Fine, let whatever condo developer or droll corporate counsel gape at the unhinged lawyer with the sick hand ink. But there in the conference room stood Seattle’s platinum-selling rap artist. He was surrounded by grey-haired, grey-suited partners, relaying their children’s praise. His slumped posture said he was bored, until McPherson introduced me and he straightened.

“Holy shit,” he said. “Is that a jobstopper?” He pulled down the neck of his shirt to reveal a skull with a wolf’s face coming out through the temple. Turned out he and I had gone to the same artist. Now at ease, the superstar discussed charitable trusts, ecumenical governance structures, tax credits available to NGOs operating in Mexico, Honduras, and El Salvador. As I typed he kept pointing at me: “Who’s investigating 501(c)(3) equivalents in Tegucigalpa—Jobstopper?” or “Jobstopper—do we file taxable entity applications before establishing local bank accounts or vice versa?” He and I shook hands. Afterwards McPherson broke it down: 945 ultra high net worth musicians from Seattle to San Francisco with “significant” legal needs but wary of lawyers who didn’t “get it.” He mentioned an eyewatering bonus for a new practice lead. “I didn’t know you had it in you,” McPherson said. “Now I see you.”

On the bus home I rehearsed how to tell Matilda. In our one-bedroom apartment she sat red-eyed on the couch. “Did you do it?

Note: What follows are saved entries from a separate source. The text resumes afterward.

PR #1081, opened 2018-11-10
Create DFN-14-2EP_3x4mm_P0.5mm_EP1.78x1.65mm_EP1.07x1.65mm.kicad_mod

ferdymercury:
https://github.com/KiCad/kicad-symbols/pull/1133
https://www.analog.com/media/en/package-pcb-resources/package/pkg_pdf/ltc-legacy-dfn/05081731_C_DE14MA.pdf

image

------------


ferdymercury:
Attempted a script version too.

myfreescalewebpage:
@poeschlr do you think it is possible to script this kind of footprint ?!

Joel

poeschlr:
Such footprints are not scriptable at this point in time. (I do not expect them to be fully scriptable anytime soon to be honest)

poeschlr:
Regarding name: Maybe add the manufacturer as prefix to mark it as something different. We could also include the drawing number but i feel this is a bit overkill.

ferdymercury:
Added prefix as suggested

myfreescalewebpage:
@ferdymercury you have added LTC_ in the file but not renamed the file itself.

I would like to suggest, based on the package sheet, name `Analog_DE14MA-2EP_3x4mm_P0.5mm_EP1.78x1.65mm_EP1.07x1.65mm` for this footprint.

Joel

ferdymercury:
fixed, thanks

ferdymercury:
Fixed, thanks for the review

myfreescalewebpage:
@ferdymercury Paste on the whole pad 15 and 16 is too much. If you look at other DFN packages, DFN-8 for example, there are only some small pad just for the Paste layer. This reduce a bit the quantity of Paste. Example below.

capture

ferdymercury:
updated, thanks

myfreescalewebpage:
@poeschlr ping ? Thanks!

myfreescalewebpage:
@poeschlr no sure you have see my above ping ? Thanks!

evanshultz:
The Travis warnings are normal when there are paste or mask pads over a copper pad (so the paste and mask pads don't have the copper layer turned on). Our check script is not yet smart enough to realize this footprint is designed properly.

`DE14MA` already captures this package, so the weird double EP part can be removed. Finally, this footprint isn't even needed because https://github.com/KiCad/kicad-footprints/blob/master/Package_DFN_QFN.pretty/Linear_DE14MA.kicad_mod exists. It doesn't have the vendor name change since Linear's acquisition by ADI, but it still works. And I cleaned up the footprint at https://github.com/KiCad/kicad-footprints/pull/981 already (but didn't touch the name). Renaming is not required at this time and any symbols using this footprint would need to be assessed before making a change to the footprint name.

myfreescalewebpage:
Thanks so much @evanshultz for this response, so the footprint is not required. @ferdymercury sorry to ask you working on this, the footprint was already present ! It is called Linear_DE14MA indicated by @evanshultz . I will update the symbol PR to ask you the modifications, but at this moment, we can close this one.

ferdymercury:
Thanks for noticing!

PR #1084, opened 2018-11-10
Add RAYEX ELECTRONICS L90 Series 30A Relay

Vlad-23:
Add RAYEX ELEC. L90 Series (compatible with TE Connectivity T90, Omron G8P and other) footprints.

Datasheet: https://a3.sofastcdn.com/attachment/7jioKBjnRiiSrjrjknRiwS77gwbf3zmp/L90-SERIES.pdf

Matching symbols:  KiCad/kicad-symbols#1134

Screenshots (updated): 
relay_spdt_rayex_elec_l90
relay_spdt_rayex_elec_l90s
relay_spst_rayex_elec_l90a
relay_spst_rayex_elec_l90as
relay_spst_rayex_elec_l90b
relay_spst_rayex_elec_l90bs

------------
All major issues are fixed now. I need this type of relay in my project and was surprised that it's not already there, so, decided, why not to contribute and share it. But I can't draw my own 3d model. So is it ok to add 3d model downloaded from 3dcontentcentral (https://www.3dcontentcentral.com/secure/Download-Partner-Model.aspx?partner=TraceParts&name=INDUSTRIAL+RELAY+30A&lang=en&catalogid=7433&id=439097&parturl=https%3a%2f%2fwww.tracepartsonline.net%2fws%2f3dcc%2fproduct.aspx%3ffwsid%3d3DCC%26product%3d10-12112013-123511%26htb%3d1%26lang%3den) or similar? If not, maybe you can merge without 3d model or maybe somebody can draw it? Please take a look, if there any other issues, let me know. 
Thanks for your time.

------------


Vlad-23:
All major issues are fixed now. I need this type of relay in my project and was surprised that it's not already there, so, decided, why not to contribute and share it. But I can't draw my own 3d model. So is it ok to add 3d model downloaded from 3dcontentcentral (https://www.3dcontentcentral.com/secure/Download-Partner-Model.aspx?partner=TraceParts&name=INDUSTRIAL+RELAY+30A&lang=en&catalogid=7433&id=439097&parturl=https%3a%2f%2fwww.tracepartsonline.net%2fws%2f3dcc%2fproduct.aspx%3ffwsid%3d3DCC%26product%3d10-12112013-123511%26htb%3d1%26lang%3den) or similar? If not, maybe you can merge without 3d model or maybe somebody can draw it? Please take a look, if there any other issues, let me know. 
Thanks for your time.

Updated Screenshots: 
relay_spdt_rayex-l90
relay_spdt_rayex-l90s
relay_spst_rayex-l90a
relay_spst_rayex-l90as
relay_spst_rayex-l90b
relay_spst_rayex-l90bs

5N44P:
@Vlad-23 there's no need to add a 3D model and you shouldn't include a model not made by you for licensing reasons. 
You only need to go to the footprint property and insert the path where the correct model would be, if there was one. 

In your case it should be something like 
```${KISYS3DMOD}/Relay_THT.3dshapes/Relay_SPDT_RAYEX-L90.kicad_mod```
and similar for the other footprints. 

Just add that the correct path for every footprint and the travis error will disappear

Vlad-23:
@5N44P thank you. Now it's fine.

Need somebody to manually restart travis check for KiCad/kicad-symbols#1134 there shouldn't be any issues.
I think now it's ready to merge.

poeschlr:
The datasheet does not really give any numbering scheme for these. So might it be better to use standard relay contact numbering?

One option would be: A1,A2 for the coil, 11 for the common pin, 12 for the normally closed side and 14 for the normally open side. The second common pin is a harder nut to crack. (I am not aware of a standard that contains something like this.) Maybe use 11a and 11b.

The standard i use would even change the pin 11 to pin 13 for the type where you only have a normally open contact instead of double throw.

---


Your drill diameters do not agree with the datasheet.

The courtyard clearance must be 0.25 all around (rounded to nearest 0.01 grid)

At least two dimensions are not really specified in the datasheet. Where did you get the info on them?

relay svg

Vlad-23:
@poeschlr thank you for the review.

1. Courtyard clearance should be correct now.
2. I have applied contacts numbering scheme as you suggested. But I don't really care about numbering in this case, it just should match with symbols. I also think that changing contact 11 to 13 would add a mess, but if it's needed I can renumber it this way also. Just want to keep numbering simple.
3. Dimension that are not specified in the datasheet, I have measured by myself. But you can also check it on other relays of the same type, they have pretty much the same dimensions.
    - https://www.te.com/commerce/DocumentDelivery/DDEController?Action=showdoc&DocId=Data+Sheet%7F1308242_T90%7F0214%7Fpdf%7FEnglish%7FENG_DS_1308242_T90_0214_T90.pdf%7F6-1393208-8)
    - http://www.symmetron.ru/suppliers/omron/files/pdf/omron/G8P.pdf
    - http://images.100y.com.tw/pdf_file/29-SLA-12VDC-SL-C.pdf
4. I have made drill diameters slightly bigger because I wanted to fit easily other manufacturers relays with thicker contacts (please check datasheets mentioned above). Just wanted to make this more versatile. I really thing that hole shouldn't be really tight. When it's soldered it don't make much difference.

So thank you for your time and please check this again now.

poeschlr:
The footprint is specialized to one component. If you want it to fit bigger leads then choose that component as the base for your footprint. (Part specific footprint must precisely match the datasheet assigned to them.)

And yes i am aware that having pin 11 change to 13 creates more work. The standard simply is defined that way. (I do not agree that it creates a mess. Both the symbol and footprint will be specialized for the NO vs SPDT part anyways. I bet if we do not follow the standard fully i will get angry mails about that.)

One strange result of following the standard however is that it makes it impossible to use a symbol for a NO relay on the footprint of a SPTD one while the NC symbol can still be used with it. (I would however advice against using the NC or NO symbol on a SPDT footprint anyways. Meaning i am kind of sad that NC pin numbers do not change compared to the SPDT version making it possible for users to use such a hack. Again something where i expect an angry mail similar to "why can i do this with NC but not with NO? followed by some swear words and name-calling.")

Vlad-23:
@poeschlr done, as you suggested. Please check updated screenshots. For L90AS I've changed 11A and 11B to 13A and 13B, not sure is it acceptable to you. Maybe you can provide a link to your standards, just curious. Drill holes diameters also corrected to match the datasheet.

Rules are rules! Who am I to argue with that. ;-D
Thanks for your time.

P.S. Maybe you can also review matching symbols? Or you work only with footprints? Maybe you could help with that also, I'm not sure symbols are all perfect without bugs.

poeschlr:
I just noticed you have silk on top of the fab outline. The silk outline must be outside of the nominal body dimensions (But not too far out. This is done to have it useful for manual assembly and also visible after assembly.)

The dimensions of the footprint look good.
Screenshot from 2019-03-24 16-53-41

Vlad-23:
I've checked few presented relay footprints and made the same way. Check it out please.

poeschlr:
Thanks

PR #1085, opened 2018-11-13
Connector: Add B6A-PCB-45 from IHI connectors

antoniovazquezblanco:
https://lugsdirect.com/PDF_Webprint/B6A-PCB-45-XX(-X).pdf

https://lugsdirect.com/PDF%20Documents/NOTESonPCBFootPrintLayouts(SMT-SMD-Mode).pdf

screenshot from 2018-11-13 10-15-41
screenshot from 2018-11-13 10-16-05

------------


poeschlr:
The small pads within the large one should only have paste assigned (No copper, no mask no pad number)

Is there a suggested footprint for this part somewhere (How did you determine the pad size? How did you determine how much paste is needed?)

The courtyard clearance is a bit wrong.
The width of the part body is wrong.

screenshot from 2018-12-31 23-18-48

antoniovazquezblanco:
> The small pads within the large one should only have paste assigned (No copper, no mask no pad number)

Fixed

> Is there a suggested footprint for this part somewhere (How did you determine the pad size? How did you determine how much paste is needed?)

The only documentation I've found is the one linked above. A suggestion from the manufacturer in that docs: The typical edge fillet on the IHI Solderable terminal in SMT mode is about .025” rad. (varies with amount of solder/paste used) so we suggest that the copper pad showing through the masking would be .050” total wider than the physical contact footprint to accommodate the .025” all around.
Also I have sent the existing footprint to manufacturing and received no bad feedback on the amount of paste used. I am waiting for some boards to arrive and test the result. Any wisedom from you more experienced guys is very very welcomed!

> The courtyard clearance is a bit wrong.

Courtyard is 0.5mm from the nearest SilkS line. Should I ignore SilkS for the courtyard?

>  The width of the part body is wrong.

Fixed

poeschlr:
Courtyard area does not take silk into account at all. It only cares about the nominal body dimensions and pads. (As we use nominal body dimensions for the fab outline this can be used as a reference.)

poeschlr:
You mentioned that you have send this to production and are willing to test it. Did you come around to doing that?

antoniovazquezblanco:
Due to space constraints in the design I've sent into production, pad surface was reduced below manufacturer recomendations and a special soldering job was required for the component. The result was good but the manufacturing process was a bit faulty. I could not test this final design myself and I am not sure if I will be able to do so in a future version of this device.

poeschlr:
Thanks for the feedback. I think we can use the footprints as they are.

antoniovazquezblanco:
Thank you very much!

PR #1091, opened 2018-11-16
Pulls/hanrun hr911105a

karlp:
Adds a footprint for HanRun HR911105A magjack.

HanRun's own website is not always very good, pdfs widely available. http://www.kosmodrom.com.ua/pdf/HR911105A.pdf
symbol/3d model linked in a separate commit, but is unlicensed for distribution, so only provided for context and information.
export-hr911105-model
screenshot from 2018-11-16 21-50-39

------------


karlp:
(it would be nice if all those travis checks were available to peruse _before_ you file and get failures.  It's _very_ unclear how to get your way to the very bottom of the klc page, after you even find that that's what's being referred to)

What's the rationale for having parts with holes having zero poitn on "pad 1" but surface mount parts on the centroid?! that jsut seems completely arbitrary

What's the point in having step models be supported if travis is rejecting them?
What's the point in having support for positioning models if travis is going to reject them?

The rest I can fix.

karlp:
updated and fixed all.

For F7.3, it's simply not appropriate to make pad1 rectangular here.
the 3d model checks are not relevant, they're in the second UNLICENSED commit, only included for context.

karlp:
The objection to a square pin is just that a) it's a polarized footprint, there's no chance of mixing anythign up, and b) it takes up more space in a tight area.  

I'm completely ok with a square pad for symmetrical footprints, but it seems completely counterproductive for such a strongly keyed footprint.  I'd suggest the original amphenol footprint is wrong, not something that should be copied here.

myfreescalewebpage:
@karlp I disagree with you, pin 1 is usually indicated with a square pin for many parts, connectors and other, even if the part is not symmetrical.

Then, KLC requires pin 1 to be rectangular, that's a wanted practice for this library: http://kicad-pcb.org/libraries/klc/F7.3/ so the Amphenol connector is conform to our guidelines.

poeschlr:
Square pin 1 will make debugging a board with this connector much easier.

One additional note: the pads look awfully small. You might want to increase them to get a bit larger annular rings.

How did it feel to tell them off?” On the coffee table I saw another negative applicator from another spent pregnancy test.

“I maybe got promoted,” I said.

“The tattoo did it?” she said. “I was afraid of that.”

I already felt our precious morning half-hour shrinking. We hadn’t had such a good cry together for six months, back when we threw ourselves a no-baby shower, gifting each other with yards of tube for breast pumping, tiny brushes for bottle washing. I had worn a nipple cup like an oxygen mask.

“Where will we go first in our Sprinter?” I said, palm on her leg.

“Argentina,” Matilda said. “The Plaza de Mayo, all the history. And for a few dollars, all the wine we can drink.”

“After Argentina, Tegucigalpa,” I said. “Kind of off the radar.”

“Oh, and Patagonia,” she said. “We’re just pretending though. Right?”